Question

How do you simplify \[{{32}^{-\dfrac{2}{5}}}\] ?

Answer 1

Hint: In the given question we have been asked to find the value of \[{{32}^{-\dfrac{2}{5}}}\] . In order to solve this question, first we need to factorize the number 32 and rewrite it as \[{{2}^{5}}\] , then using the laws of exponents and powers to solve the given question i.e. \[{{\left( {{a}^{m}} \right)}^{n}}={{a}^{m\times n}}\] and \[{{a}^{-m}}=\dfrac{1}{{{a}^{m}}}\] . Using this property we solve the given question and simplify the result and we will get our required solution.
Formula used:
Using the laws of exponents which states that;
If ‘a’ is the rational number and ‘m’ and ‘n’ are the given rational exponent either positive exponent or negative exponent, then
 \[{{\left( {{a}^{m}} \right)}^{n}}={{a}^{m\times n}}\]
If ‘a’ is the rational number and ‘m’ is the given rational negative exponent, then
 \[{{a}^{-m}}=\dfrac{1}{{{a}^{m}}}\]

Complete step-by-step answer:
We have given that,
 \[\Rightarrow {{32}^{-\dfrac{2}{5}}}\]
It is the exponential term.
Base = \[32\]
It can be expressed as;
 \[\Rightarrow 32=2\times 2\times 2\times 2\times 2\]
 \[\Rightarrow 32={{2}^{5}}\]
Therefore,
We can write the given term in the question as,
 \[\Rightarrow {{32}^{-\dfrac{2}{5}}}={{\left( {{2}^{5}} \right)}^{-\dfrac{2}{5}}}\]
Using the properties of laws and exponents that is given by,
 \[{{\left( {{a}^{m}} \right)}^{n}}={{a}^{m\times n}}\]
Applying this property, we will obtain
 \[\Rightarrow {{32}^{-\dfrac{2}{5}}}={{\left( {{2}^{5}} \right)}^{-\dfrac{2}{5}}}={{2}^{5\times \left( -\dfrac{2}{5} \right)}}\]
Simplifying the powers in the above term, we will get
 \[\Rightarrow {{32}^{-\dfrac{2}{5}}}={{\left( {{2}^{5}} \right)}^{-\dfrac{2}{5}}}={{2}^{5\times \left( -\dfrac{2}{5} \right)}}={{2}^{-2}}\]
Using the properties of laws and exponents for the negative exponent that is given by,
 \[{{a}^{-m}}=\dfrac{1}{{{a}^{m}}}\]
Applying this property, we will obtain
 \[\Rightarrow {{32}^{-\dfrac{2}{5}}}={{\left( {{2}^{5}} \right)}^{-\dfrac{2}{5}}}={{2}^{5\times \left( -\dfrac{2}{5} \right)}}={{2}^{-2}}=\dfrac{1}{{{2}^{2}}}\]
Simplifying the powers in the above term, we will get
 \[\Rightarrow {{32}^{-\dfrac{2}{5}}}={{\left( {{2}^{5}} \right)}^{-\dfrac{2}{5}}}={{2}^{5\times \left( -\dfrac{2}{5} \right)}}={{2}^{-2}}=\dfrac{1}{{{2}^{2}}}=\dfrac{1}{4}\]
Therefore,
 \[\Rightarrow {{32}^{-\dfrac{2}{5}}}=\dfrac{1}{4}\]
Hence, this is the required answer.
So, the correct answer is “$\dfrac{1}{4}$”.

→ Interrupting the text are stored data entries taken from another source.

Issue #362, opened 2023-03-17
remove implicit dependency for transitive consumers on `rustfmt` installation


ahl:
See https://github.com/oxidecomputer/typify/pull/221

In short:
- `build.rs` files should use prettyplease
- anonymous code should be unformatted
- stand-alone generation such as xtask or the progenitor binary should use rustfmt-wrapper

PR #368, opened 2023-03-18
Remove rustfmt from progenitor-impl

jayvdb:
Closes https://github.com/oxidecomputer/progenitor/issues/362

### DIFF
--- a/progenitor-impl/src/cli.rs
+++ b/progenitor-impl/src/cli.rs
@@ -10,7 +10,6 @@ use crate::{
     method::{
         OperationParameterKind, OperationParameterType, OperationResponseStatus,
     },
-    space_out_items,
     to_schema::ToSchema,
     util::{sanitize, Case},
     validate_openapi, Generator, Result,
@@ -23,25 +22,6 @@ struct CliOperation {
 }
 
 impl Generator {
-    pub fn cli_text(
-        &mut self,
-        spec: &OpenAPI,
-        crate_name: &str,
-    ) -> Result<String> {
-        let output = self.cli(spec, crate_name)?;
-
-        let content = rustfmt_wrapper::rustfmt_config(
-            rustfmt_wrapper::config::Config {
-                format_strings: Some(true),
-                ..Default::default()
-            },
-            output,
-        )
-        .unwrap();
-
-        space_out_items(content)
-    }
-
     /// Generate a `clap`-based CLI.
     pub fn cli(
         &mut self,
--- a/progenitor-impl/src/lib.rs
+++ b/progenitor-impl/src/lib.rs
@@ -506,41 +506,7 @@ impl Generator {
 
     /// Render text output.
     pub fn generate_text(&mut self, spec: &OpenAPI) -> Result<String> {
-        self.generate_text_impl(
-            spec,
-            rustfmt_wrapper::config::Config::default(),
-        )
-    }
-
-    /// Render text output and normalize doc comments
-    ///
-    /// Requires a nightly install of `rustfmt` (even if the target project is
-    /// not using nightly).
-    pub fn generate_text_normalize_comments(
-        &mut self,
-        spec: &OpenAPI,
-    ) -> Result<String> {
-        self.generate_text_impl(
-            spec,
-            rustfmt_wrapper::config::Config {
-                normalize_doc_attributes: Some(true),
-                wrap_comments: Some(true),
-                ..Default::default()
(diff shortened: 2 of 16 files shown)


progenitor-impl/src/lib.rs
```diff
@@ -487,48 +487,19 @@ impl Generator {
...
-        config: rustfmt_wrapper::config::Config,
-    ) -> Result<String> {
-        let output = self.generate_tokens(spec)?;
-
-        // Format the file with rustfmt.
-        let content = rustfmt_wrapper::rustfmt_config(config, output).unwrap();
-
-        // Add newlines after end-braces at <= two levels of indentation.
-        Ok(if cfg!(not(windows)) {
-            let regex = regex::Regex::new(r#"(})(\n\s{0,8}[^} ])"#).unwrap();
```
jayvdb, line 526: without the pre-formatting, this regex doesnt work.  
It was a nice touch.
Looks like there is nothing in the rustfmt pipeline to help with this https://rust-lang.github.io/rustfmt/?version=master&search=blank .

An alternative would be to look for pub struct/enum, impl, etc, but attributes make that a bit tricky.

Or maybe this new-line based regex could be provided as a utility function which is demonstrated being used after formatting in the README/example/etc?

jayvdb:
If this is what you had in mind, I'll update the README etc.

progenitor-impl/src/cli.rs
```diff
@@ -30,16 +30,7 @@ impl Generator {
     ) -> Result<String> {
         let output = self.cli(spec, crate_name)?;
```
ahl, line 31: let's just delete `cli_text`

progenitor-impl/src/lib.rs
```diff
@@ -505,41 +505,19 @@ impl Generator {
 
     /// Render text output.
```
ahl, line 506: I think we should just delete generate_text and generatex_text_normalize_comments

progenitor-impl/tests/test_output.rs
```diff
@@ -26,6 +26,16 @@ where
     }
 }
 
+fn generate_formatted(generator: &mut Generator, spec: &OpenAPI) -> String {
```
ahl, line 29: Let's make the goal to have no changes in the output fixtures

progenitor/src/main.rs
```diff
@@ -84,6 +84,15 @@ impl From<TagArg> for TagStyle {
     }
 }
 
+fn reformat_code(input: String) -> String {
+    let config = rustfmt_wrapper::config::Config {
+        normalize_doc_attributes: Some(true),
+        wrap_comments: Some(true),
+        ..Default::default()
+    };
+    rustfmt_wrapper::rustfmt_config(config, input).unwrap()
```
ahl, line 93: add the item spacing here?

ahl (commented):
good direction; sorry it took me so long to get to this.

progenitor-impl/src/lib.rs
jayvdb: `generate_text` has been in the `README.md` sample `build.rs`.

progenitor-impl/tests/test_output.rs
jayvdb: There is still one changed fixture - `progenitor-impl/tests/output/nexus-cli.out` - this is because the removed formatting code in cli.rs had different rustfmt settings, specifically it used only `format_strings: Some(true),` which wasnt used in lib.rs.

progenitor-impl/src/lib.rs
ahl: still! let's get rid of them!

progenitor-impl/tests/test_output.rs
ahl: What's it look like if we `format_strings: Some(true)` for everything?

ahl (approved):
looks good; one outstanding item for you to consider; one conflict to resolve and I'll merge it

progenitor-impl/tests/test_output.rs
jayvdb: IMO it looks great - it does however change the non-cli .out files, so was optional which approach to take.  I'll add it and you can judge for yourself, but IMO it is worth the extra changes.

jayvdb:
ready to roll @ahl

ahl:
Thanks for doing this!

Note: While solving these types of questions, students should remember all the laws of exponents as they will be able to solve the question easily. Students need to remember that also if a number is expressed in exponential form and has a negative exponent, then first we need to convert the negative exponent to a positive exponent by taking the reciprocal of the base. While applying any law of exponents we should very carefully write the terms in a respective form as it is given in the associated law to it.